Regresó en 1981 al Ecuador y dejó sus libros empacados para que un amigo se los enviara al país. Nunca llegaron. Entonces empezó una nueva biblioteca en Cuenca, donde destinó un piso entero de la casa para armarla. Luego se la trajo a Guayaquil. “Tuve esa pasión porque siempre quise ser profesor y un docente siempre debe estar preparado”.

Los Premios Nobel de Literatura y las Obras Completas de Albert Camus son algunos de sus libros más preciados.
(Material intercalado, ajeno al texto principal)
Issue #116, opened 2024-11-20
Smoothing Methods like Jacobi & Gauss-Seidel


Ceyron:
Hi Patrick & Jason,

Thanks for this wonderful library. I was curious if you are interested in adding smoothing methods based on matrix decomposition, such as [the Jacobi method](https://en.wikipedia.org/wiki/Jacobi_method) or [Gauss-Seidel](https://en.wikipedia.org/wiki/Gauss%E2%80%93Seidel_method) (potentially with the option for relaxation).

Certainly, these solvers a way less efficient than the Krylov ones and need matrix materialization (the state of sparse matrices in JAX is not mature enough?!?), but they could complete the suite of solvers. They might also serve as a nice educational example.

vboussange:
Hey @Ceyron, this relates to https://github.com/patrick-kidger/lineax/issues/113 and https://github.com/patrick-kidger/lineax/issues/8 . Those methods would be very useful in multigrid methods that could be used for preconditioners to feed into e.g. GMRES. I am currently running a project that needs those. It could be nice to coordinate; I suggested to implement an example with preconditioning for solving a 2D Poisson system in https://github.com/patrick-kidger/lineax/issues/8, although I have not advanced on that yet.

Ceyron:
> I'd be happy to take a PR on these :)

Excellent. Then, we could start working on this in the coming weeks.

@vboussange: Do you already have some code for Jacobi or Gauss-Seidel? Otherwise, I would start looking into subclassing a new iterative solver since I need it for my research anyway.

vboussange:
@Ceyron Nope, I have not started digging into that - great that you can take the lead! I had in mind to get inspired from AMG.jl, specifically [here](https://github.com/JuliaLinearAlgebra/AlgebraicMultigrid.jl/blob/84e4a6a2fb0e3d43ad64b1945f0d199feac356c4/src/smoother.jl) and [there]( https://github.com/JuliaLinearAlgebra/AlgebraicMultigrid.jl/blob/84e4a6a2fb0e3d43ad64b1945f0d199feac356c4/src/multilevel.jl). Let me know if I can help!

Ceyron:
[...]

PR #131, opened 2025-01-15
Add Smoothers (Iterative Linear Solvers based on Matrix Decomposition)

Ceyron:
Hi @patrick-kidger,

This is to implement #116. I opened it as a draft because I wanted to get some feedback/have questions on handling Lineax internals and what features to add.

So far, I have implemented the `Jacobi` & `GaussSeidel` methods as a mixture of the dense solver (with their matrix materialization) and Krylov solvers (with their implementation of the iterative process). Moreover, I added a new tag `strictly_diagonally_dominant` because this is a sufficient (but not necessary) condition for their convergence (for [Jacobi](https://en.wikipedia.org/wiki/Jacobi_method#Convergence) and for [GaussSeidel](https://en.wikipedia.org/wiki/Gauss%E2%80%93Seidel_method#Convergence)). If `max_step=None`, the smoothers run for `100 * size` instead of `10 * size` (what the Krylov solvers default to) because of the slower convergence. I am thinking of bumping it to `200 * size` since I otherwise observe that sometimes some tests fail (due to the randomized matrices).

I have some questions to discuss before I polish up the PR with docs etc.:
1. Is my handling of the tag correctly? (with regards to `_operator.py` and `test_operator.py`) Do you think this new tag is a good addition? As far as I understand, Lineax does implement methods to *actually* check if operators obey their tags. It only relies on the user specification. (One could add a simple function to check if twice the absolute diagonal is larger than the absolute row sum.)
2. Are there additional tests for which I have to register the two new solvers?
3. I will implement the option for relaxation in both `Jacobi` and `GaussSeidel`. For the latter, this gives the [SOR method](https://en.wikipedia.org/wiki/Successive_over-relaxation). For symmetric matrices, there is also the [SSOR method](https://en.wikipedia.org/wiki/Symmetric_successive_over-relaxation). Do you think it is worth adding it as well?
4. Do you think that there should be some handling of the `strictly_diagonally_dominant` tag in the smoothing methods? Giving a warning, if it is not present? It is not a necessary condition, though.

These are the open points I will tackle after your feedback:

- [ ] Add Documentation
- [ ] Add a relaxation option to Jacobi and GaussSeidel and test it

### DIFF
--- a/lineax/__init__.py
+++ b/lineax/__init__.py
@@ -72,6 +72,7 @@ from ._tags import (
     lower_triangular_tag as lower_triangular_tag,
     negative_semidefinite_tag as negative_semidefinite_tag,
     positive_semidefinite_tag as positive_semidefinite_tag,
+    strictly_diagonally_dominant_tag as strictly_diagonally_dominant_tag,
     symmetric_tag as symmetric_tag,
     transpose_tags as transpose_tags,
     transpose_tags_rules as transpose_tags_rules,
--- a/lineax/__init__.py
+++ b/lineax/__init__.py
@@ -57,6 +57,7 @@ from ._solver import (
     CG as CG,
     Cholesky as Cholesky,
     Diagonal as Diagonal,
+    GaussSeidel as GaussSeidel,
     GMRES as GMRES,
     Jacobi as Jacobi,
     LU as LU,
--- a/lineax/__init__.py
+++ b/lineax/__init__.py
@@ -31,6 +31,7 @@ from ._operator import (
     is_lower_triangular as is_lower_triangular,
     is_negative_semidefinite as is_negative_semidefinite,
     is_positive_semidefinite as is_positive_semidefinite,
+    is_strictly_diagonally_dominant as is_strictly_diagonally_dominant,
     is_symmetric as is_symmetric,
     is_tridiagonal as is_tridiagonal,
     is_upper_triangular as is_upper_triangular,
--- a/lineax/__init__.py
+++ b/lineax/__init__.py
@@ -58,6 +58,7 @@ from ._solver import (
     Cholesky as Cholesky,
     Diagonal as Diagonal,
     GMRES as GMRES,
+    Jacobi as Jacobi,
     LU as LU,
     NormalCG as NormalCG,
     QR as QR,
--- a/lineax/_operator.py
+++ b/lineax/_operator.py
@@ -50,6 +50,7 @@ from ._tags import (
     lower_triangular_tag,
     negative_semidefinite_tag,
     positive_semidefinite_tag,
+    strictly_diagonally_dominant_tag,
     symmetric_tag,
     transpose_tags,
     tridiagonal_tag,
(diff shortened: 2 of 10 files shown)


patrick-kidger:
Thank you for putting this together! To work through your questions:

1. I think I'm inclined against this. As you note this is sufficient but not necessary -- e.g. [Sassenfeld's criterion](https://arxiv.org/abs/2201.05628) also suffices for the convergence of Gauss-Seidel -- and the tag system is pretty much entirely opt-in anyway.
2. I don't think so!
3. No strong feelings.
4. I think what would be best would be to arrange for a failed solve, together with a failed check of this sort, to produce a [RESULT](https://docs.kidger.site/lineax/api/solution/#lineax.RESULTS) that notes this and gives a more helpful error message.

Besides this, and as you note in #116, the use-cases for these are fairly unusual. C.f. also https://people.math.ethz.ch/~mhg/pub/biksm.pdf, which also highlights that Jacobi iterations are not usually a good way to do things. So I'm a little concerned about adding these just because of how not useful they are. I'm tagging @vboussange who also expressed interest in these in #116. Maybe these are okay to add as long as we add big warning signs in the documentation?

FWIW I am curious what your own interest is, both in this and in #132. My experience of iterative solvers is that they really don't work well for 'typical' dense matrices, whilst the larger sparse systems they're designed for are anyway fairly hard to make efficient in JAX.

vboussange:
Hey there, awesome work @Ceyron. I am myself quite interested by these solvers, as I would love to see a multigrid solver in JAX at some point. This work is an important milestone towards that.
However, matrix materialisation is a bummer for me. Could we avoid materialising matrices, by introducing custom `bcoo_tril` and `bcoo_triu`?

```python
@filter_jit
def bcoo_tril(mat: BCOO, k: int = 0) -> BCOO:
    """
    Return the upper-triangular part of the given 2D BCOO matrix.
    The result has zeros below the k-th diagonal.
    """
    rows = mat.indices[:, 0]
    cols = mat.indices[:, 1]
    mask = jnp.where(rows >= cols - k, 1.0, 0.0)
    new_data = mat.data * mask
    out = BCOO((new_data, mat.indices), shape=mat.shape)
    return out

@filter_jit
def bcoo_triu(mat: BCOO, k: int = 0) -> BCOO:
    """
    Return the upper-triangular part of the given 2D BCOO matrix.
    The result has zeros below the k-th diagonal.
    """
    rows = mat.indices[:, 0]
    cols = mat.indices[:, 1]
    mask = jnp.where(rows <= cols - k, 1.0, 0.0)
    new_data = mat.data * mask
    out = BCOO((new_data, mat.indices), shape=mat.shape)
    return out
    ```

Ceyron:
> Hey there, awesome work @Ceyron. I am myself quite interested by these solvers, as I would love to see a multigrid solver in JAX at some point.

Thanks for the kind words and the support :+1: 

>This work is an important milestone towards that. However, matrix materialisation is a bummer for me. Could we avoid materialising matrices, by introducing custom `bcoo_tril` and `bcoo_triu`?

Interesting, do you refer to using [`jax.experimental.sparse.BCOO`](https://docs.jax.dev/en/latest/_autosummary/jax.experimental.sparse.BCOO.html)? What is your experience with the experimental sparse features in JAX? Are they efficient? Is it a goal of the JAX team to eventually have them be part of stable JAX?

Ceyron:
Nice library :+1:.
I guess supporting BCOO sparse matrices in Lineax would require adding a new linear operator, like `lineax.BCOOLinearOperator`, which could potentially trigger more efficient solve paths in some solvers (like a sparse matrix decomposition for the smoothers or efficient sparse (incomplete) direct solvers (if JAX ever starts wrapping the corresponding [CuSparse routines](https://docs.nvidia.com/cuda/incomplete-lu-cholesky/index.html)). AFAIK, JAX does not support a way to translate a (linear) function into its sparse matrix representation like, e.g., [Julia has](https://github.com/JuliaDiff/SparseDiffTools.jl). Hence, if Lineax wants to support sparse matrices, they need to be directly supplied by the user. (Just leaving this pointer to [PhiFlow/PhiML](https://tum-pbs.github.io/PhiML/Matrices.html) that has a custom sparse matrix format and they find their sparsity pattern via tracing stencils). 

I suggest performing this pull request with dense matrix materialization (similar to what happens to any matrix-free linear operator in Lineax's direct solvers) and potentially adding sparse matrix support with a future update. I can imagine a sparse matrix support naturally leading to ways of implementing algebraic multigrid. Wdyt, @patrick-kidger?

patrick-kidger:
> Do you mean adding a new `RESULTS.non_diagonally_dominant`

Yup!

> I suggest performing this pull request with dense matrix materialization (similar to what happens to any matrix-free linear operator in Lineax's direct solvers) and potentially adding sparse matrix support with a future update.

Agreed. Hopefully (!) we can write the solvers in a matrix-free way that is agnostic to whether the operator is sparse or not. (Or even to what kind of sparse representation is being used -- BCOO, BCSR, ...)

Tiene unos 15.000, clasificados por países y ubicados en repisas en la sala, el estudio, los pasillos y las habitaciones. (K.V.)


Parsival Castro Pita
La pasión por los libros es una herencia
“En mi casa siempre hubo una habitación que era biblioteca y siempre de piso a techo”, recuerda Parsival Castro, arquitecto, profesor e investigador. Dice que su papá, Ángel Castro Gaibor, tenía laberintos de libros en una habitación en la que solo se lo divisaba a él en el centro con una lupa en la mano.

Creció con esa imagen y con ese hábito de leer textos, escudriñar y aprender. “Mi padre tenía libros de alemán aunque no sabía el idioma, le llegaban muchos libros de fuera y él con diccionario en mano los traducía”.

Eso lo animó, paralelo a la colección de libros de su padre, a adquirir desde los 18 años los suyos y a formar su biblioteca. Ahora en su vivienda, en la cdla. Guayacanes, Parsival Castro le dedica un cuarto en cuyas repisas es posible encontrar desde textos de arquitectura y psicología (tomos de Sigmund Freud) hasta tomos completos de la Historia de Guayaquil y las Actas del Cabildo. Incluso una Biblia que guarda celosamente más que por religión, por las plumillas que la ilustran. Son del plumillista Gustavo Doré, que ilustró El Quijote.

También conserva textos en francés, idioma que él domina, sobre arquitectura y música. Los libros los adquiere con cierta regularidad porque, señala él, “siempre se siente esa necesidad intelectual”.

De la biblioteca de su padre (en la que se destacan libros impresos en papel periódico) conserva un cuarto en la casa de su madre, pero por falta de espacio no ha llevado textos hasta su biblioteca particular.

Como les pasa a todos aquellos que tienen esa pasión por los libros, el cuarto le resulta pequeño porque la biblioteca ha comenzado a extenderse por toda la casa. (K.V.)